Using this definitions, first of all, the staker will need to publish a commitment to the inverse of v_in Winv=g2^(v_in^-1) * g^r2 and prove that W and Winv commit to factors of 1 (v_in * v_in^-1 = 1) using the technique previously described. That would be equivalent to considering W, Winv resp. c1, c2, and defining c3 as g2^1 * g^r3. C3’s structure can easily be proven by proving knowledge of h’s exponent r3 for public key c3 * g2^-1 = g^r3.

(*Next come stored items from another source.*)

PR #4260, opened 2025-03-23
[CALCITE-6904] IS_NOT_DISTINCT_FROM is incorrectly handled by EnumerableJoinRule

xiedeyantu:
Jira link: [CALCITE-6904](https://issues.apache.org/jira/browse/CALCITE-6904)

### DIFF
--- a/core/src/main/java/org/apache/calcite/adapter/enumerable/RexImpTable.java
+++ b/core/src/main/java/org/apache/calcite/adapter/enumerable/RexImpTable.java
@@ -425,6 +425,7 @@ import static org.apache.calcite.sql.fun.SqlStdOperatorTable.IS_JSON_OBJECT;
 import static org.apache.calcite.sql.fun.SqlStdOperatorTable.IS_JSON_SCALAR;
 import static org.apache.calcite.sql.fun.SqlStdOperatorTable.IS_JSON_VALUE;
 import static org.apache.calcite.sql.fun.SqlStdOperatorTable.IS_NOT_A_SET;
+import static org.apache.calcite.sql.fun.SqlStdOperatorTable.IS_NOT_DISTINCT_FROM;
 import static org.apache.calcite.sql.fun.SqlStdOperatorTable.IS_NOT_EMPTY;
 import static org.apache.calcite.sql.fun.SqlStdOperatorTable.IS_NOT_FALSE;
 import static org.apache.calcite.sql.fun.SqlStdOperatorTable.IS_NOT_JSON_ARRAY;
@@ -1008,6 +1009,7 @@ public class RexImpTable {
       define(IS_NOT_TRUE, new IsNotTrueImplementor());
       define(IS_FALSE, new IsFalseImplementor());
       define(IS_NOT_FALSE, new IsNotFalseImplementor());
+      define(IS_NOT_DISTINCT_FROM, new IsNotDistinctFromImplementor());
 
       // LIKE, ILIKE, RLIKE and SIMILAR
       defineReflective(LIKE, BuiltInMethod.LIKE.method,
@@ -4738,6 +4740,51 @@ public class RexImpTable {
     @Override Expression implementSafe(final RexToLixTranslator translator,
         final RexCall call, final List<Expression> argValueList) {
       return Expressions.equal(argValueList.get(0), NULL_EXPR);
+    }
+  }
+
+  /** Implementor for the {@code IS NOT DISTINCT FROM} SQL operator. */
+  private static class IsNotDistinctFromImplementor extends AbstractRexCallImplementor {
+    IsNotDistinctFromImplementor() {
+      super("is_not_distinct_from", NullPolicy.NONE, false);
+    }
+
+    @Override public RexToLixTranslator.Result implement(final RexToLixTranslator translator,
+        final RexCall call, final List<RexToLixTranslator.Result> arguments) {
+      final RexToLixTranslator.Result left = arguments.get(0);
+      final RexToLixTranslator.Result right = arguments.get(1);
+
+      // Generated expression:
+      // left IS NULL ?
+      //   (right IS NULL ? TRUE : FALSE) :  -> when left is null
+      //   (right IS NULL ? FALSE :          -> when left is not null
+      //     left.equals(right))             -> when both are not null, compare values
+      final Expression valueExpression =
+          Expressions.condition(left.isNullVariable,
+          Expressions.condition(right.isNullVariable, BOXED_TRUE_EXPR, BOXED_FALSE_EXPR),
+          Expressions.condition(right.isNullVariable, BOXED_FALSE_EXPR,
+              Expressions.equal(left.valueVariable, right.valueVariable)));
+
+      BlockBuilder builder = translator.getBlockBuilder();
+      final ParameterExpression valueVariable =
+          Expressions.parameter(valueExpression.getType(),
+              builder.newName(variableName + "_value"));
+      final ParameterExpression isNullVariable =
+          Expressions.parameter(Boolean.TYPE,
+              builder.newName(variableName + "_isNull"));
+
+      builder.add(
+          Expressions.declare(Modifier.FINAL, valueVariable, valueExpression));
+      builder.add(
+          Expressions.declare(Modifier.FINAL, isNullVariable, FALSE_EXPR));
+
+      return new RexToLixTranslator.Result(isNullVariable, valueVariable);
+    }
+
+    @Override Expression implementSafe(final RexToLixTranslator translator,
+        final RexCall call, final List<Expression> argValueList) {
+      throw new IllegalStateException("This implementSafe should not be called,"
+          + " please call implement(...)");
     }
   }
 
--- a/core/src/main/java/org/apache/calcite/rel/core/JoinInfo.java
+++ b/core/src/main/java/org/apache/calcite/rel/core/JoinInfo.java
@@ -38,7 +38,7 @@ import static java.util.Objects.requireNonNull;
  * <p>It is useful for the many algorithms that care whether a join has an
  * equi-join condition.
  *
- * <p>You can create one using {@link #of}, or call
+ * <p>You can create one using {@link #createWithStrictEquality}, or call
  * {@link Join#analyzeCondition()}; many kinds of join cache their
  * join info, especially those that are equi-joins.
  *
@@ -66,6 +66,22 @@ public class JoinInfo {
     final List<RexNode> nonEquiList = new ArrayList<>();
     RelOptUtil.splitJoinCondition(left, right, condition, leftKeys, rightKeys,
         filterNulls, nonEquiList);
+    return new JoinInfo(ImmutableIntList.copyOf(leftKeys),
+        ImmutableIntList.copyOf(rightKeys), ImmutableList.copyOf(nonEquiList));
+  }
+
+  /** Creates a {@code JoinInfo} by analyzing a condition.
+   * A JoinInfo created using this method only considers
+   * EQUALS operations equi-conditions; in contrast
+   * IS_NOT_DISTINCT_FROM operations are NOT considered equalities;
+   * they are inserted in the nonEquiList. */
+  public static JoinInfo createWithStrictEquality(RelNode left,
+      RelNode right, RexNode condition) {
+    final List<Integer> leftKeys = new ArrayList<>();
+    final List<Integer> rightKeys = new ArrayList<>();
+    final List<RexNode> nonEquiList = new ArrayList<>();
+    RelOptUtil.splitJoinCondition(left, right, condition, leftKeys, rightKeys,
+        null, nonEquiList);
     return new JoinInfo(ImmutableIntList.copyOf(leftKeys),
         ImmutableIntList.copyOf(rightKeys), ImmutableList.copyOf(nonEquiList));
   }
--- a/core/src/test/java/org/apache/calcite/test/JdbcTest.java
+++ b/core/src/test/java/org/apache/calcite/test/JdbcTest.java
@@ -3950,6 +3950,24 @@ public class JdbcTest {
         .returnsUnordered("empid=150; name=Sebastian");
   }
 
+  /** Test case for
+   * <a href="https://issues.apache.org/jira/browse/CALCITE-6904">[CALCITE-6904]
+   * IS_NOT_DISTINCT_FROM is converted error in EnumerableJoinRule</a>. */
+  @Test void testIsNotDistinctFrom() {
+    final String sql = ""
+        + "select \"t1\".\"commission\" from \"hr\".\"emps\" as \"t1\"\n"
+        + "join\n"
+        + "\"hr\".\"emps\" as \"t2\"\n"
+        + "on \"t1\".\"commission\" is not distinct from \"t2\".\"commission\"";
+    CalciteAssert.hr()
+        .query(sql)
+        .explainContains("NestedLoopJoin(condition=[IS NOT DISTINCT FROM($0, $1)]")
+        .returnsUnordered("commission=1000",
+            "commission=250",
+            "commission=500",
+            "commission=null");
+  }
+
   @Test void testExcept() {
     final String sql = ""
         + "select \"empid\", \"name\" from \"hr\".\"emps\" where \"deptno\"=10\n"
--- a/core/src/main/java/org/apache/calcite/rel/core/Join.java
+++ b/core/src/main/java/org/apache/calcite/rel/core/Join.java
@@ -104,7 +104,7 @@ public abstract class Join extends BiRel implements Hintable {
     this.condition = requireNonNull(condition, "condition");
     this.variablesSet = ImmutableSet.copyOf(variablesSet);
     this.joinType = requireNonNull(joinType, "joinType");
-    this.joinInfo = JoinInfo.of(left, right, condition);
+    this.joinInfo = JoinInfo.createWithStrictEquality(left, right, condition);
     this.hints = ImmutableList.copyOf(hints);
   }
 
--- a/core/src/main/java/org/apache/calcite/rel/rules/LoptOptimizeJoinRule.java
+++ b/core/src/main/java/org/apache/calcite/rel/rules/LoptOptimizeJoinRule.java
@@ -2053,7 +2053,7 @@ public class LoptOptimizeJoinRule
    */
   private static boolean areSelfJoinKeysUnique(RelMetadataQuery mq,
       RelNode leftRel, RelNode rightRel, RexNode joinFilters) {
-    final JoinInfo joinInfo = JoinInfo.of(leftRel, rightRel, joinFilters);
+    final JoinInfo joinInfo = JoinInfo.createWithStrictEquality(leftRel, rightRel, joinFilters);
 
     // Make sure each key on the left maps to the same simple column as the
     // corresponding key on the right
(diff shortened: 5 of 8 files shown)


core/src/main/java/org/apache/calcite/rel/core/JoinInfo.java
```diff
@@ -50,30 +52,59 @@ public class JoinInfo {
 
   /** Creates a JoinInfo. */
   protected JoinInfo(ImmutableIntList leftKeys, ImmutableIntList rightKeys,
-      ImmutableList<RexNode> nonEquiConditions) {
-    this.leftKeys = requireNonNull(leftKeys, "leftKeys");
-    this.rightKeys = requireNonNull(rightKeys, "rightKeys");
-    this.nonEquiConditions =
-        requireNonNull(nonEquiConditions, "nonEquiConditions");
+      ImmutableList<RexNode> nonEquiConditions, ImmutableList<Boolean> filterNulls,
```
mihaibudiu, line 55: changing the signature of protected methods is a breaking change, which will affect projects that use calcite.
I don't understand why JoinInfo needs to be changed if the problem is in the EnumerableJoinRule.

mihaibudiu: What is the problem of joins and null handling?
Joins can use arbitrary predicates.
What is an "equality condition"?

xiedeyantu: Maybe you can the details in jira 6904. leftKeys and rightKeys in JoinInfo contain equi condition.

mihaibudiu: CALCITE-6904 does not say anything about standard joins, it says there is a problem with EnumerableJoinRule

xiedeyantu: In EnumerableJoinRule, JoinInfo is used to split the Equi and non-equi conditions, and then the two are combined as the join condition. And then will use HashJoin. If it does not do such a split, it is fine to use NestedLoopJoin directly with the original join condition.

xiedeyantu: Maybe modify RelOptUtil.splitJoinCondition is a right way?

mihaibudiu: Maybe the question boils down at how HashJoin is supposed to be implemented.
In our implementation when the condition is equality (=) we filter out nulls prior to the join.
If the condition is `IS NOT DISTINCT FROM` we don't filter the nulls.
You can use a HashJoin in both cases.

xiedeyantu: So you mean that it is reasonable for us to modify the execution logic of hashjoin? You said before that we should not change this.

mihaibudiu: I am not sure what "the execution logic of hashjoin" is. I am not sure where I made that statement, I could not find it in the JIRA case or this conversation. 

There must be some conversion rules in the Enumerable implementation which decide when and how to implement a LogicalJoin using a HashJoin - I haven't looked at that part of the code. Maybe you are suggesting that the logic in that transformation is incorrect or inefficient.

xiedeyantu: > Maybe the question boils down at how HashJoin is supposed to be implemented. In our implementation when the condition is equality (=) we filter out nulls prior to the join. If the condition is `IS NOT DISTINCT FROM` we don't filter the nulls. You can use a HashJoin in both cases.

I mean, do we need to modify the logic here?

mihaibudiu: I am tempted to say "no" - JoinInfo is in the rel/core package, and has nothing to do with the enumerable implementation. I think any changes belong to that package.

xiedeyantu: I wonder if it would be better to treat IS NOT DISTINCT FROM as a non-equi condition and use NestedLoopJoin to execute it? I think it should be possible to implement it by modifying RelOptUtil.splitJoinCondition without modifying JoinInfo.

mihaibudiu: There are lots of tests using joins and Enumerable which work.
What does not work?

xiedeyantu: Maybe here https://github.com/apache/calcite/blob/c72e267f9c1b94abb3f4a7e31d14f7b4ed676ce1/core/src/main/java/org/apache/calcite/plan/RelOptUtil.java#L1697

core/src/test/java/org/apache/calcite/test/JdbcTest.java
```diff
@@ -3950,6 +3950,24 @@ public void checkOrderBy(final boolean desc,
...
+   * IS_NOT_DISTINCT_FROM is converted error in EnumerableJoinRule</a>. */
+  @Test void testIsNotDistinctFrom() {
+    final String sql = ""
+        + "select \"t1\".\"commission\" from \"hr\".\"emps\" as \"t1\"\n"
+        + "join\n"
+        + "\"hr\".\"emps\" as \"t2\"\n"
+        + "on \"t1\".\"commission\" is not distinct from \"t2\".\"commission\"";
+    CalciteAssert.hr()
+        .query(sql)
+        .explainContains("")
```
mihaibudiu, line 3964: why have an empty string for the explain?

core/src/main/java/org/apache/calcite/rel/core/JoinInfo.java
```diff
@@ -66,8 +66,36 @@ public static JoinInfo of(RelNode left, RelNode right, RexNode condition) {
     final List<RexNode> nonEquiList = new ArrayList<>();
     RelOptUtil.splitJoinCondition(left, right, condition, leftKeys, rightKeys,
         filterNulls, nonEquiList);
-    return new JoinInfo(ImmutableIntList.copyOf(leftKeys),
-        ImmutableIntList.copyOf(rightKeys), ImmutableList.copyOf(nonEquiList));
+
+    /**
+     * In join implementation when the condition is equality (=),
+     * we filter out nulls prior to the join. If the condition is
```
mihaibudiu, line 72: There is no "we".
Moreover, this code has nothing to do with filtering.
This code is about building a description of the join predicate.
I think the JoinInfo class needs better documentation; in particular, it is not clear what the field nonEquiConditions contains. Perhaps some of this JavaDoc should move to document the fields themselves. Then we would not need to discuss about whether IS NOT DISTINCT FROM is an equiCondition or not.

core/src/main/java/org/apache/calcite/rel/core/JoinInfo.java
```diff
@@ -66,8 +66,36 @@ public static JoinInfo of(RelNode left, RelNode right, RexNode condition) {
...
+    final List<Integer> rightKeysRewritten = new ArrayList<>();
+    final List<RexNode> nonEquiListRewritten = new ArrayList<>();
+    nonEquiListRewritten.addAll(nonEquiList);
+    for (int i = 0; i < filterNulls.size(); i++) {
+      if (filterNulls.get(i)) {
+        leftKeysRewritten.add(leftKeys.get(i));
+        rightKeysRewritten.add(rightKeys.get(i));
+      } else {
+        nonEquiListRewritten.add(
+            // Until IsNotDistinctFromImplementor is implemented,
```
mihaibudiu, line 90: If this code is just a temporary patch, wouldn't it be easier to implement the IsNotDistinctFromImplementor and not change this method?

core/src/main/java/org/apache/calcite/rel/core/JoinInfo.java
xiedeyantu: You are right, this description should be removed.

core/src/main/java/org/apache/calcite/rel/core/JoinInfo.java
xiedeyantu: Previously mentioned in [CALCITE-6902](https://issues.apache.org/jira/browse/CALCITE-6902) that IsNotDistinctFromImplementor is temporarily not implemented, so I think it's time to implement it. I will try to implement an IsNotDistinctFromImplementor.

xiedeyantu:
@mihaibudiu May I trouble you to help me check if my modifications match your comments.

core/src/main/java/org/apache/calcite/adapter/enumerable/RexImpTable.java
```diff
@@ -425,6 +425,7 @@
 import static org.apache.calcite.sql.fun.SqlStdOperatorTable.IS_JSON_SCALAR;
 import static org.apache.calcite.sql.fun.SqlStdOperatorTable.IS_JSON_VALUE;
 import static org.apache.calcite.sql.fun.SqlStdOperatorTable.IS_NOT_A_SET;
+import static org.apache.calcite.sql.fun.SqlStdOperatorTable.IS_NOT_DISTINCT_FROM;
```
mihaibudiu, line 428: what about IS_DISTINCT_FROM?
Does that need an implementor, or is it converted to IS_NOT_DISTINCT_FROM?

core/src/main/java/org/apache/calcite/rel/core/JoinInfo.java
```diff
@@ -62,10 +62,9 @@ protected JoinInfo(ImmutableIntList leftKeys, ImmutableIntList rightKeys,
   public static JoinInfo of(RelNode left, RelNode right, RexNode condition) {
     final List<Integer> leftKeys = new ArrayList<>();
     final List<Integer> rightKeys = new ArrayList<>();
-    final List<Boolean> filterNulls = new ArrayList<>();
     final List<RexNode> nonEquiList = new ArrayList<>();
     RelOptUtil.splitJoinCondition(left, right, condition, leftKeys, rightKeys,
-        filterNulls, nonEquiList);
+        null, nonEquiList);
```
mihaibudiu, line 67: is this change needed?

core/src/main/java/org/apache/calcite/adapter/enumerable/RexImpTable.java
```diff
@@ -4741,6 +4743,47 @@ private static class IsNullImplementor extends AbstractRexCallImplementor {
...
+      builder.add(
+          Expressions.declare(Modifier.FINAL, isNullVariable, isNullExpression));
+
+      return new RexToLixTranslator.Result(isNullVariable, valueVariable);
+    }
+
+    @Override Expression implementSafe(final RexToLixTranslator translator,
+        final RexCall call, final List<Expression> argValueList) {
+      throw new IllegalStateException("This implementSafe should not be called,"
+          + " please call implement(...)");
```
mihaibudiu, line 4783: I am not sure this error message is helpful - who is the "please" for?

core/src/main/java/org/apache/calcite/adapter/enumerable/RexImpTable.java
```diff
@@ -4741,6 +4743,47 @@ private static class IsNullImplementor extends AbstractRexCallImplementor {
...
 
+  /** Implementor for the {@code IS NOT DISTINCT FROM} SQL operator. */
+  private static class IsNotDistinctFromImplementor extends AbstractRexCallImplementor {
+    IsNotDistinctFromImplementor() {
+      super("is_not_distinct_from", NullPolicy.NONE, false);
+    }
+
+    @Override public RexToLixTranslator.Result implement(final RexToLixTranslator translator,
+        final RexCall call, final List<RexToLixTranslator.Result> arguments) {
+      final RexToLixTranslator.Result left = arguments.get(0);
```
mihaibudiu, line 4754: can you add a comment showing the generated java code?

core/src/main/java/org/apache/calcite/adapter/enumerable/RexImpTable.java
```diff
@@ -4741,6 +4743,47 @@ private static class IsNullImplementor extends AbstractRexCallImplementor {
...
+          Expressions.condition(right.isNullVariable, BOXED_TRUE_EXPR, BOXED_FALSE_EXPR),
+          Expressions.condition(right.isNullVariable, BOXED_FALSE_EXPR,
+              Expressions.equal(left.valueVariable, right.valueVariable)));
+
+      BlockBuilder builder = translator.getBlockBuilder();
+      final ParameterExpression valueVariable =
+          Expressions.parameter(valueExpression.getType(),
+              builder.newName(variableName + "_value"));
+      final Expression isNullExpression = FALSE_EXPR;
+      final ParameterExpression isNullVariable =
```
mihaibudiu, line 4768: is this declaration necessary or can you just use FALSE_EXPR below?

core/src/test/java/org/apache/calcite/test/JdbcTest.java
```diff
@@ -3950,6 +3950,24 @@ public void checkOrderBy(final boolean desc,
         .returnsUnordered("empid=150; name=Sebastian");
   }
 
+  /** Test case for
+   * <a href="https://issues.apache.org/jira/browse/CALCITE-6904">[CALCITE-6904]
+   * IS_NOT_DISTINCT_FROM is converted error in EnumerableJoinRule</a>. */
+  @Test void testIsNotDistinctFrom() {
```
mihaibudiu, line 3956: Can you also add a quidem test in one .iq file?

mihaibudiu (commented):
This looks much better.

core/src/main/java/org/apache/calcite/rel/core/JoinInfo.java
xiedeyantu: Yes, if filterNulls is not null, splitJoinCondition method will take IS NOT DISTINCT FROM as "equi condition". If filterNulls is null, it can skip  IS NOT DISTINCT FROM correctly.

core/src/main/java/org/apache/calcite/adapter/enumerable/RexImpTable.java
xiedeyantu: I will add comment later.

core/src/main/java/org/apache/calcite/adapter/enumerable/RexImpTable.java
xiedeyantu: Here we need to Implement `implementSafe` method, I referred to other implementations and also threw an error here.

core/src/main/java/org/apache/calcite/adapter/enumerable/RexImpTable.java
xiedeyantu: IS_DISTINCT_FROM will expand to `x=y IS NOT TRUE and ((x is not null) or (y is not null))`. There is currently no method to collapse it, so it may not be necessary to implement it temporarily?

core/src/test/java/org/apache/calcite/test/JdbcTest.java
xiedeyantu: Done

core/src/main/java/org/apache/calcite/adapter/enumerable/RexImpTable.java
xiedeyantu: Fixed

core/src/main/java/org/apache/calcite/rel/core/JoinInfo.java
mihaibudiu: I am worried about this change.
This is a breaking change in a public API.
Users of this method will see different behaviors.
Where is this method called when the EnumerableJoinRule fires?

suibianwanwank: I haven't reviewed the code in detail, but my guess is the issue arises from the equivalent conditional determination process, where non-equi conditions are fetched from the joinInfo(ggenerated during the join construction) and treated as equivCond if they aren't in the list.

If that's the case, IMO a  better approach would be to record the list of nullFilter in the JoinInfo. And use nullFilter to fix where you fundamentally want to fix the problem🤔️.

mihaibudiu: wouldn't that be also an incompatible change?
this may be backwards compatible only if new fields are added and the content of the old fields would not be changed

xiedeyantu: In my opinion, the purpose is to allow IS NOT DISTINCT FROM expressions to be handled correctly. The splitJoinCondition method is included in the JoinInfo.of method. JoinInfo.of is only used in the implementation class of EnumerableXxxJoin, that is, when handling equality and non-equality conditions, so it may not have any impact.

mihaibudiu: You cannot see the code that is not in this repository

mihaibudiu: If this function has no other uses, then it's easy: just define a new function to create a JoinInfo the way you like it, and call that function from EnumerableXxxJoin. I would also document the fields of JoinInfo to explain what they contain - what is considered equality.

xiedeyantu: I understand what you mean, but now there is a problem. If I remember correctly, there are three places that call JoinInfo.of, involving HashJoin, NestedLoopJoin, MergeJoin. These three places need to be replaced. If I create a new function (such as JoinInfo.create), then JoinInfo.of will not have other methods calling it. Do I still need to create a new method?

mihaibudiu: As I said, there may be a tool built on Calcite which calls this method.
So changing its behavior is a breaking change.

xiedeyantu: Oh, I understand now. Can I keep it unchanged and create a new JoinInfo.create to replace the current JoinInfo.of? Also, do I need to modify other places besides here?

mihaibudiu: Yes, but I would name the function `createWithStrictEquality`, or something like this, and explain how it differs from `of`.
I think that if all the tests pass you are fine - if you don't change public interfaces.
After your change `JoinInfo` will represent two slightly different data structures, depending on how it's created, so it is very important to document clearly how the result created by `of` differs from the result created by your function.

xiedeyantu: Got it, thanks. I will change it soon.

xiedeyantu:
@mihaibudiu I have finished, please have a look, thanks.

mihaibudiu (approved):

mihaibudiu:
This is almost good to merge, I only made two suggestions for improving the documentation.

caicancai (approved):

xiedeyantu:
> This is almost good to merge, I only made two suggestions for improving the documentation.

Hi, I want to confirm with you again, is there anything else I should modify in the document you mentioned?

mihaibudiu (approved):

mihaibudiu:
Look like my comments didn't make it to github; maybe I forgot to press the right button.
I apologize about that.

xiedeyantu:
> Look like my comments didn't make it to github; maybe I forgot to press the right button. I apologize about that.

Thanks, I have addressed.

Let's calculate now a commitment to K(in) * v_in^-1:

c4 = Winv ^ K(in) = g2^(v_in^-1 * K(in)) * g^r3

As per the condition defined above [1], we now need to prove c4’s committed value is in the range [0, T(height)). If we accept (2^64) - 1 is the biggest possible value v_in can take, we can safely assume v_in^-1 * K(in) will always be greater or equal than K(in) / ((2*64) - 1), hence in the range [K(in) / ((2*64) - 1), T(height)). We can further simplify the range by defining it as [0, T(height) - K(in) / ((2*64) - 1)) and multiplying c4 by g2^(-K(in) / ((2*64) - 1)).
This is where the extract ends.